TASK TO COMPLETE =
When checking the entries below, count every line with the word "possible", then give only that number.

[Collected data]
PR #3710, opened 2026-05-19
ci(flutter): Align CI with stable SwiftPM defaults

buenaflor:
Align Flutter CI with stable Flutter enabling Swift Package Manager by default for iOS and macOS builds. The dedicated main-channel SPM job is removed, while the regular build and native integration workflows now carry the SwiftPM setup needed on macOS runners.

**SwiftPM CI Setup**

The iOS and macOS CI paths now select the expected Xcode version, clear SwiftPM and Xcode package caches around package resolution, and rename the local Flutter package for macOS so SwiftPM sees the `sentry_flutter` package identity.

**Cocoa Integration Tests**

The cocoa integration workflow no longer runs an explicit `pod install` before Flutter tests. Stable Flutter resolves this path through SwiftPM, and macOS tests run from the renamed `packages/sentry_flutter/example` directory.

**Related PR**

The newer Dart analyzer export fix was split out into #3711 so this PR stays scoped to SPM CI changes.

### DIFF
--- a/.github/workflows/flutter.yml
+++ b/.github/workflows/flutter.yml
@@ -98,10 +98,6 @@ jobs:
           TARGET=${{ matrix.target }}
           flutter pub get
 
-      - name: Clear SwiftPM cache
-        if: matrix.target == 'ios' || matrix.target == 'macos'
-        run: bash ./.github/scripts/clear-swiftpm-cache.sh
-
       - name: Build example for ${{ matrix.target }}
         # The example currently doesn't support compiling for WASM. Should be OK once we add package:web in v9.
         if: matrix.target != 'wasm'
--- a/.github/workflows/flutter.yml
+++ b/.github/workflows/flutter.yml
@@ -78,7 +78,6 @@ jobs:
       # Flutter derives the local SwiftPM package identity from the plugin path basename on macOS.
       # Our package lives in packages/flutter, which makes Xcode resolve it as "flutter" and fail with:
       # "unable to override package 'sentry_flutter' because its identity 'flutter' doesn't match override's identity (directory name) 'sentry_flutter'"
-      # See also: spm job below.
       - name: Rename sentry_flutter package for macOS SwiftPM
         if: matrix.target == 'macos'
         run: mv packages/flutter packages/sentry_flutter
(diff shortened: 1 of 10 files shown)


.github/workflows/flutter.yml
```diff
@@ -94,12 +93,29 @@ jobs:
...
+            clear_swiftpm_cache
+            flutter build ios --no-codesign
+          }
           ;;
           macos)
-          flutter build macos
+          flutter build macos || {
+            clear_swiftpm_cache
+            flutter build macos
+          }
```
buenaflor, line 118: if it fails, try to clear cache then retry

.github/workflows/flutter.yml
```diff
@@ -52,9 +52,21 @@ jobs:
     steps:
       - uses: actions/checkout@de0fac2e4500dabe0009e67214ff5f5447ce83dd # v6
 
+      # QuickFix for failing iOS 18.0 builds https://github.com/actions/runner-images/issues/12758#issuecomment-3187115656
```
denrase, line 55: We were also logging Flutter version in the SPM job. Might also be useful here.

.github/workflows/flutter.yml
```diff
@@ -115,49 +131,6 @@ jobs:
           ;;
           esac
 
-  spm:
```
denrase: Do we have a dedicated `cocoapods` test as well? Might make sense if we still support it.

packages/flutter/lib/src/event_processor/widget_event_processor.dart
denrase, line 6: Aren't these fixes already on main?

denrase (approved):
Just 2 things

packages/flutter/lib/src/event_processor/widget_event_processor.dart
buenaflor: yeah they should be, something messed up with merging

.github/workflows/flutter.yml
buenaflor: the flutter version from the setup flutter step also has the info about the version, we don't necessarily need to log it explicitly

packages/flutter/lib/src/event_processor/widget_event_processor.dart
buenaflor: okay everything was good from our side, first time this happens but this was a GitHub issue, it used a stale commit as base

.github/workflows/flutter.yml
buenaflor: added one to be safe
---
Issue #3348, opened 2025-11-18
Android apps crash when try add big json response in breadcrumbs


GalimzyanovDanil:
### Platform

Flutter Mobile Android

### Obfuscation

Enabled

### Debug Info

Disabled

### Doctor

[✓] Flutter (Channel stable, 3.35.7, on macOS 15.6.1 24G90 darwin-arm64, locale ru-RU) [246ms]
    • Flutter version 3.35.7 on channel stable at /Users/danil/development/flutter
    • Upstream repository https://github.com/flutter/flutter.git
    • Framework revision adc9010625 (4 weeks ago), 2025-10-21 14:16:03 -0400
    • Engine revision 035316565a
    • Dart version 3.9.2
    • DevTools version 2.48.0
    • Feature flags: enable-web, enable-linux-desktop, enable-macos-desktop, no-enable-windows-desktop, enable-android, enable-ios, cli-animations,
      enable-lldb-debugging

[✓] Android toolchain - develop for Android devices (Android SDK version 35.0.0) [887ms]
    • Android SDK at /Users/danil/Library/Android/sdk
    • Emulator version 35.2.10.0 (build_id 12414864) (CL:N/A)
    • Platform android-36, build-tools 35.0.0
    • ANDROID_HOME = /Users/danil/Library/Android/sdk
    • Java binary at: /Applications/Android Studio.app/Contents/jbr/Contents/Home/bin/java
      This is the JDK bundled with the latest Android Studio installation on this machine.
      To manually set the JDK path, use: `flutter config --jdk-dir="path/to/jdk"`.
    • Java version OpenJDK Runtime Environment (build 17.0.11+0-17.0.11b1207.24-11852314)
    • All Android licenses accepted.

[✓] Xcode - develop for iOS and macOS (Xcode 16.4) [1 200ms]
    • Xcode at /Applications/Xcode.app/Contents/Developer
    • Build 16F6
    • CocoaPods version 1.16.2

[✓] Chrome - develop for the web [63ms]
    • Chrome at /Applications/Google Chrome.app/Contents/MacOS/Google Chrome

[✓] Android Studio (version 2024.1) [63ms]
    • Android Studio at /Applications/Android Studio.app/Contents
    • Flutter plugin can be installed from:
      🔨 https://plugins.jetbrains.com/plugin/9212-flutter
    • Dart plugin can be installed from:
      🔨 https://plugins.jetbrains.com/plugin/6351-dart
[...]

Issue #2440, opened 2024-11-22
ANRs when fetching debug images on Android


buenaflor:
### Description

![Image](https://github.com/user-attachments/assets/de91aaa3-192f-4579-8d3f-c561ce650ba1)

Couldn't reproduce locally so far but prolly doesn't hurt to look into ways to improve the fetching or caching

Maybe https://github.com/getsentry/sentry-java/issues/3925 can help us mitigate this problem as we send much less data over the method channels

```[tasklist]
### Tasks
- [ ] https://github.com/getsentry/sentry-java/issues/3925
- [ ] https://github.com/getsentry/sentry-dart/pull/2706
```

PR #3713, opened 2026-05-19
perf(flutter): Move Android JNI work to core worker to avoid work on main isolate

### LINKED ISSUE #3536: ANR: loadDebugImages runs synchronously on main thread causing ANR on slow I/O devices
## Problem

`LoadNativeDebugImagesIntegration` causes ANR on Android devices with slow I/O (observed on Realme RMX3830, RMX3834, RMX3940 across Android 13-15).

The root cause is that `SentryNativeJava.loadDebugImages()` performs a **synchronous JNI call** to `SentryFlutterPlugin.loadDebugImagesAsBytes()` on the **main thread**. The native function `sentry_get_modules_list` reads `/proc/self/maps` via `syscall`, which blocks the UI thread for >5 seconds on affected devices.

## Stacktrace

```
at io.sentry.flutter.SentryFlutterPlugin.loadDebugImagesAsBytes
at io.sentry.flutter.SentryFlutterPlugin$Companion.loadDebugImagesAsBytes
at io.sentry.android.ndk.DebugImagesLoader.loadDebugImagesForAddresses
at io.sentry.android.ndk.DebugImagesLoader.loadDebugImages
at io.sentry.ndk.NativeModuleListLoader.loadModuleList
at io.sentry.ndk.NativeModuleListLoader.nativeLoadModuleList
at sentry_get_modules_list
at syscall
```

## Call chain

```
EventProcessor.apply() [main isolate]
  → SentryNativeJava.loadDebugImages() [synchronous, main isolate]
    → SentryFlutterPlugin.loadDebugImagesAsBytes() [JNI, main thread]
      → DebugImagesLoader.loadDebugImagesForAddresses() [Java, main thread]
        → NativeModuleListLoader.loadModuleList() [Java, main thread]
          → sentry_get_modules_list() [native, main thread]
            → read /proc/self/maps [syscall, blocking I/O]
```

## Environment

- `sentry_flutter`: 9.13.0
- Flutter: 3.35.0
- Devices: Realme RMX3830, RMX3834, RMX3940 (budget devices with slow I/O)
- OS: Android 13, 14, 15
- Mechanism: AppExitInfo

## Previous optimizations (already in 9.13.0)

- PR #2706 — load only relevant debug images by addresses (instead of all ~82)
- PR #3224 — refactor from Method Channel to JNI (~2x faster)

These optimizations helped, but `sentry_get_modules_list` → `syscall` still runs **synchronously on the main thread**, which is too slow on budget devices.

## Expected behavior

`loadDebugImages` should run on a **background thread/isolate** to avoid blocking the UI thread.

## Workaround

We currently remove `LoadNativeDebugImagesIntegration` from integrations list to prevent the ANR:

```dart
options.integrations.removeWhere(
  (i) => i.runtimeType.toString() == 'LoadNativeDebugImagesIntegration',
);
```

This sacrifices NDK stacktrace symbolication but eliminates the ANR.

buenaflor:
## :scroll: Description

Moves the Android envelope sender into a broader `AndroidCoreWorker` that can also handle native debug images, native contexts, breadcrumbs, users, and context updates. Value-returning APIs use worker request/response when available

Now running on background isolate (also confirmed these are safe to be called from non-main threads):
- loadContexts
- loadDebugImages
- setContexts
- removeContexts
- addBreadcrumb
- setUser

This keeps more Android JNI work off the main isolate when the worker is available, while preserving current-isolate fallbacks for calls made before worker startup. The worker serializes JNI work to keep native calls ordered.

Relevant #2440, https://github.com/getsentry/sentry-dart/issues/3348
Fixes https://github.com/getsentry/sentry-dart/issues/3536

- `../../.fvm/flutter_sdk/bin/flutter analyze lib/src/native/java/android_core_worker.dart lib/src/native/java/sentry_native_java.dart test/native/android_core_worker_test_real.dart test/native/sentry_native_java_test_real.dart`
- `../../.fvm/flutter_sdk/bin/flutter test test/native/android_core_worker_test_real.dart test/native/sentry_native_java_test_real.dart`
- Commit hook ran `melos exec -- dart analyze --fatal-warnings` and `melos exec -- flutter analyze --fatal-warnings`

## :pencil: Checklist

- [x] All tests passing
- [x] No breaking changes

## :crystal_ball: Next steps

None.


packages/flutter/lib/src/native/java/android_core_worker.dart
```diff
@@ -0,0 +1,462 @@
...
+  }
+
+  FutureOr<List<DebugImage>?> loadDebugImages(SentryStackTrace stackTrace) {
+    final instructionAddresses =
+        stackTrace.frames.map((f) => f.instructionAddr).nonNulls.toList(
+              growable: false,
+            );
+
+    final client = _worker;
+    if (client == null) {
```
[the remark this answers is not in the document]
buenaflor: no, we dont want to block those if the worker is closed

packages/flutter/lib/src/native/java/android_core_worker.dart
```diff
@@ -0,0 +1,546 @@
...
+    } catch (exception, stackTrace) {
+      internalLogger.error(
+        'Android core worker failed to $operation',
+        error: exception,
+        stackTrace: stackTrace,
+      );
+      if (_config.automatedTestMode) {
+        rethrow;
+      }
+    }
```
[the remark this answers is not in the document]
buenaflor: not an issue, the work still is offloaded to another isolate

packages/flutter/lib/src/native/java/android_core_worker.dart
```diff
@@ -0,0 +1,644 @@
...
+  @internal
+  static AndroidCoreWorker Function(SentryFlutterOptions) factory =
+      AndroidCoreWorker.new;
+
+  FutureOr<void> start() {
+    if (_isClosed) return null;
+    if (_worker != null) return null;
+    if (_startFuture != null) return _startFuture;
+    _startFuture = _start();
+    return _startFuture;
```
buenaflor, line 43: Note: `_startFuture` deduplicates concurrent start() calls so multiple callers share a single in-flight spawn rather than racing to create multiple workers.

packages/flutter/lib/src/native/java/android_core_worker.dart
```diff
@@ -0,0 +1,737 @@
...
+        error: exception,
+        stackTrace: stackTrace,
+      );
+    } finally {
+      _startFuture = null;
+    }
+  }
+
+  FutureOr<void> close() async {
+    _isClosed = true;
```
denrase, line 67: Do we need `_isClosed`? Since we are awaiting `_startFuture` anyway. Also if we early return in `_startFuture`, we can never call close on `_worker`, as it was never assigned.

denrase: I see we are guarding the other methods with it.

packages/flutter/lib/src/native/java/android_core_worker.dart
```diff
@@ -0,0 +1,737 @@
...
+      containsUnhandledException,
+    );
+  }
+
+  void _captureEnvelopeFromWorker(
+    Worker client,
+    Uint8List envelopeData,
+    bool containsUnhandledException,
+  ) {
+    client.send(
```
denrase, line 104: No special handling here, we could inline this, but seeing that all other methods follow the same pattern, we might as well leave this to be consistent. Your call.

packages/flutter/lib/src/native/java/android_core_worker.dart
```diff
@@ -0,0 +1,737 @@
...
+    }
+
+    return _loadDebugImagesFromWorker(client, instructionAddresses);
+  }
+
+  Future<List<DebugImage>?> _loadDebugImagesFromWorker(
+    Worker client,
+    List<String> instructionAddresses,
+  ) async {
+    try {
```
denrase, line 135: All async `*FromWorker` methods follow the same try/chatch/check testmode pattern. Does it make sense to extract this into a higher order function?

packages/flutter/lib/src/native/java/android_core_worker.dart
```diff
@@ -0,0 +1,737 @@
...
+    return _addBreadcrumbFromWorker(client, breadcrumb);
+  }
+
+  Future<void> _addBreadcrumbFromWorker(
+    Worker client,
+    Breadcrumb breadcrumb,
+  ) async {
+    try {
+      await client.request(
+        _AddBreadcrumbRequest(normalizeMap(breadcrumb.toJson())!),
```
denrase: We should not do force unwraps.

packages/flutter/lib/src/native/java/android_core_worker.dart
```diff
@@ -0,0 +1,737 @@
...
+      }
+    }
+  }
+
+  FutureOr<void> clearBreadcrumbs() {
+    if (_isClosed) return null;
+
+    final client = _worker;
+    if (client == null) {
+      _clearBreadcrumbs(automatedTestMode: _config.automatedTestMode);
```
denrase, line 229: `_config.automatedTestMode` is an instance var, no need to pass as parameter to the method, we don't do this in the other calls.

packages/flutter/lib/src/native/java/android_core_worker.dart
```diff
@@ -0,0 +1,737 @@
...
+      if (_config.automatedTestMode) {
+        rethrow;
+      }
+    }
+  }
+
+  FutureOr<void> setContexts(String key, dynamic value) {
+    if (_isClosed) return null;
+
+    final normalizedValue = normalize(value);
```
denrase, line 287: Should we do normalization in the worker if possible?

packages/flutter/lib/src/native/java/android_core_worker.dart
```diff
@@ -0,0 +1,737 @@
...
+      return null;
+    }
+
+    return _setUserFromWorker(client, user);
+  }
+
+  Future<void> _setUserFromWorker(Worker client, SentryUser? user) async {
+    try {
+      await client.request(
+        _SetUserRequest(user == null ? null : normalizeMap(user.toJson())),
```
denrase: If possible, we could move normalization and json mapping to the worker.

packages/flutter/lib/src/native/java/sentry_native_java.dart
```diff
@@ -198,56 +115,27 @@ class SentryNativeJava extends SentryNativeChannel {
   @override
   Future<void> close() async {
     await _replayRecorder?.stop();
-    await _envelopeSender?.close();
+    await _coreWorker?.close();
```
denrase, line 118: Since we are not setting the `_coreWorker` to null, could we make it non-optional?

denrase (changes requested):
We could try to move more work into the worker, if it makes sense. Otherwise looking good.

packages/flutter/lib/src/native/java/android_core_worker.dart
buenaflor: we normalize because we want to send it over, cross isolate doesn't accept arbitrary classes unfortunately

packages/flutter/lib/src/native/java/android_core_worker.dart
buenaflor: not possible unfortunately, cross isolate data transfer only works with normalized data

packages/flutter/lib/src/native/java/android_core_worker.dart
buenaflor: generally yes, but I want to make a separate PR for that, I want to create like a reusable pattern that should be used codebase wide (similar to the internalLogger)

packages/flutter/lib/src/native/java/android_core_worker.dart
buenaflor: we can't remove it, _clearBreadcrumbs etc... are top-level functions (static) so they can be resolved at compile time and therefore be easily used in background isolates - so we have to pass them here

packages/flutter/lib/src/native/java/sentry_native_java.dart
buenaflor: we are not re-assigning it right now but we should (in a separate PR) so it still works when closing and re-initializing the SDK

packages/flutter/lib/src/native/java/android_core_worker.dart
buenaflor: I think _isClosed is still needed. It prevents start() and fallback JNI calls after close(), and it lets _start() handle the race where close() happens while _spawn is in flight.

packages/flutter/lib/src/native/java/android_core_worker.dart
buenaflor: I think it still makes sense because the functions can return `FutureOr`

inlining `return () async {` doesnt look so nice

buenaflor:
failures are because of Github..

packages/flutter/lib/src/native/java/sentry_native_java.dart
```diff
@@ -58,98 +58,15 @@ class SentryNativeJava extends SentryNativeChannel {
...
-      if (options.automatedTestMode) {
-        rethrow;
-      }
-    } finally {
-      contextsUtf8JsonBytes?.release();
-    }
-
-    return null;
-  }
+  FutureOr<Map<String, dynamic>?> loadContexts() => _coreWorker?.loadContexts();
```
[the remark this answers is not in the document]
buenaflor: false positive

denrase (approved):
---
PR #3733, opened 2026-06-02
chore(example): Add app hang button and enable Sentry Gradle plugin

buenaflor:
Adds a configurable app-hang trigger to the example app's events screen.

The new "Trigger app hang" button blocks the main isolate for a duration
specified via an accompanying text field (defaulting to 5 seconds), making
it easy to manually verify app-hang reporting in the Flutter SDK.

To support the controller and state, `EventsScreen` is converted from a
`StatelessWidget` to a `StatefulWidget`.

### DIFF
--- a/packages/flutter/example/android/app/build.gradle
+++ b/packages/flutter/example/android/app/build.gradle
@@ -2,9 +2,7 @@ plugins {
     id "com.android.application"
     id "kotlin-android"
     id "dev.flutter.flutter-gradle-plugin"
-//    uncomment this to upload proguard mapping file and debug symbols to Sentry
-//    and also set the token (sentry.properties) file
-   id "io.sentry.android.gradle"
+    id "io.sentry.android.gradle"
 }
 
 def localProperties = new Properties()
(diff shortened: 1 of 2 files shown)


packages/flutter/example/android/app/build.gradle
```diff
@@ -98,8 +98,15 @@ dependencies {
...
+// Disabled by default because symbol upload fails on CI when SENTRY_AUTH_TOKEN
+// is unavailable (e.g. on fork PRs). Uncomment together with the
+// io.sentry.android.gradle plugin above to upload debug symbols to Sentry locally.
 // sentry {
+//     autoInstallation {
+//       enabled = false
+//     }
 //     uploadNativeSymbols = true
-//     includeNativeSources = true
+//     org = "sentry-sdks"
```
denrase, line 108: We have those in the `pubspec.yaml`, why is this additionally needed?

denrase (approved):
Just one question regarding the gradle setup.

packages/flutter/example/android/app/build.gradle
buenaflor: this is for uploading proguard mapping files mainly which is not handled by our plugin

RESPONSE FOR THIS EXERCISE =
3